I would disagree that there were only 3-5 titles worth watching. But the worthwhile ones were hard to find.

They tested the market ... but never massively promoted the feature.

I'm a fan of 3D, but I don't know anyone else who's really into 3D like I am (outside of AVSforum).


> It's also hard to comprehend that the licensing would have been expensive for a supposedly "failed market", supply and demand would dictate it would be cheap?


You're assuming a perfectly efficient and rational market. When you deal with the studios, what they charge may not be totally rational. Look at the premium for Blu-Ray 3Ds. Apply that premium to the licensing cost for streaming.

For 3D streaming, the users need to have the right products (3D TV + 3D capable Netflix app), and the sufficient bandwidth. This limits the market.

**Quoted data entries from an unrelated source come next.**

PR #822, opened 2018-12-15
Add a userCommand NetPerfToJson

vancem:
This converts a .NetPerf file to a *.netperf.json file that should be very easy to render in tools like speedscope.

You can convert a file with the command
```
    perfView userCommand NetPerfToJson  FILE.netperf
```
It will generate a FILE.netperf.json file.

This format is still a bit experimental.  It will probably be tweeked.

PR #842, opened 2019-01-06
SpeedScopeExporter

adamsitnik:
@vancem this is the initial version, WIP

Sample exported file: https://gist.github.com/adamsitnik/db8f40f4e84fd9c2975b7ce7b8b468c0 (you need to  click the raw button and save it as file and then upload to https://www.speedscope.app/)


src/TraceEvent/Stacks/SpeedScopeExporter.cs
```diff
@@ -0,0 +1,260 @@
...
+using System.Collections.Generic;
+using System.Globalization;
+using System.IO;
+using System.Linq;
+
+namespace Microsoft.Diagnostics.Tracing.Stacks
+{
+    public static class SpeedScopeExporter
+    {
+        internal struct Sample
```
vancem: I would like code to follow the following convention. 
1. Public APIs some first, and generally in an order that makes sense from a consumers' point of view (e.g. constructors first, most important/popular APIs first ...)
2. All public APIs have C# XML doc comments, at least the 'summary' part.  You don't need to do the arguments / return elements of doc comments if the summary sufficiently explains them (you will see that mostly the doc comments only have the summary part).
3. All private/internal things are in a #region private , so that they are collapsed aggressively by VS.  Thus when you look at the API you only see the public stuff (and their comments), which is what you want)
4. When possible (the fields are private)  state (fields) come last in the class (typically in the private region.   This lets you see what is 'in' a class quickly.  
5. Types that are private to one class are nested in that class (in the private region.

Can you rearrange your code to this standard?   Thanks

adamsitnik: > Can you rearrange your code to this standard?

Done

src/TraceEvent/Stacks/SpeedScopeExporter.cs
```diff
@@ -0,0 +1,271 @@
...
+using System.Globalization;
+using System.IO;
+using System.Linq;
+
+namespace Microsoft.Diagnostics.Tracing.Stacks
+{
+    public static class SpeedScopeExporter
+    {
+        /// <summary>
+        /// exports provided StackSource to a https://www.speedscope.app/ format
```
vancem: Can you also include the links to the documentation on the format that you put in an e-mail to me.

src/TraceEvent/Stacks/SpeedScopeExporter.cs
```diff
@@ -0,0 +1,271 @@
+﻿using System;
+using System.Collections.Generic;
+using System.Globalization;
+using System.IO;
+using System.Linq;
+
+namespace Microsoft.Diagnostics.Tracing.Stacks
+{
+    public static class SpeedScopeExporter
```
vancem: Call it SpeedScopeStackSourceWriter to be consistent with XmlStackSourceWriter.

vancem:
Go ahead and make a user command 'NetPerfToSpeedScope' (like 'NewPerfToJson in https://github.com/Microsoft/perfview/pull/822/files) so that  we have something immediately that we can use for demos.  

I am OK with merging this with minimal testing (what you have is enough), as long as there are not known issues.   Do you know of any issues?

vancem:
Let me know when you are ready.   Things that are left are 

1. Change namespace to ....Stacks.Formats
2. Add PerfView user command 

For 2. you can just paste this into the UserCommands.cs file 
```
        /// <summary>
        /// Save Thread stacks from a NetPerf file into a *.speedscope.json file.
        /// </summary>
        /// <param name="netPerfFileName">The ETL file to convert</param>
        public void NetperfToSpeedScope(string netPerfFileName)
        {
            string outputName = Path.ChangeExtension(netPerfFileName, ".speedscope.json");

            string etlxFileName = TraceLog.CreateFromEventPipeDataFile(netPerfFileName);
            using (var eventLog = new TraceLog(etlxFileName))
            {
                var startStopSource = new MutableTraceEventStackSource(eventLog);
                // EventPipe currently only has managed code stacks.
                startStopSource.OnlyManagedCodeStacks = true;

                var computer = new SampleProfilerThreadTimeComputer(eventLog, App.GetSymbolReader(eventLog.FilePath));
                computer.GenerateThreadTimeStacks(startStopSource);

                SpeedScopeExporter.WriteStackViewAsJson(startStopSource, outputName);

                LogFile.WriteLine("[Converted {0} to {1}  Use https://www.speedscope.app/ to view.]", netPerfFileName, outputName);
            }
        }
```

adamsitnik:
@vancem I have fixed all issues, it's ready for final review and merge (if it passes the review ;) )

vancem:
LGTM

Thanks Adam for doing this!   This gives us a viewing 'story' on Linux and Mac for netperf files.

PR #843, opened 2019-01-06
Add PerfViewJS and delete bitrotted TraceEventAPIServer and HtmlJs

mjsabby:
This brings in PerfViewJS into PerfView.

PerfViewJS is a web viewer frontend for TraceEvent data, which also makes it an ETL and NetPerf data viewer.

PerfViewJS is a reincaration of HtmlJS and TraceEventAPIServer (both of which are being deleted in this PR), which itself is an open-source extraction of Bing.com's internal production profiler viewer (BPerf).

Netflix knows exactly how many times each title is streamed. I'm speculating but I think when Turbo and The Croods were available in 3D for a short amount of time, they were testing the demand, and based on the demand, they decided not to spend the extra premium for 3D for those titles anymore. And they've apparently made the decision in general that the cost isn't worth the premium for 3D.


----------



## RolandL

Audio Geek said:


> I agree their 3D support is not great (mainly, no ability to explicitly search for 3D).
> 
> I would disagree that there were only 3-5 titles worth watching. But the worthwhile ones were hard to find.
> 
> They tested the market ... but never massively promoted the feature.
> 
> I'm a fan of 3D, but I don't know anyone else who's really into 3D like I am (outside of AVSforum).
> 
> You're assuming a perfectly efficient and rational market. When you deal with the studios, what they charge may not be totally rational. Look at the premium for Blu-Ray 3Ds. Apply that premium to the licensing cost for streaming.
> 
> For 3D streaming, the users need to have the right products (3D TV + 3D capable Netflix app), and the sufficient bandwidth. This limits the market.
> 
> Netflix knows exactly how many times each title is streamed. I'm speculating but I think when Turbo and The Croods were available in 3D for a short amount of time, they were testing the demand, and based on the demand, they decided not to spend the extra premium for 3D for those titles anymore. And they've apparently made the decision in general that the cost isn't worth the premium for 3D.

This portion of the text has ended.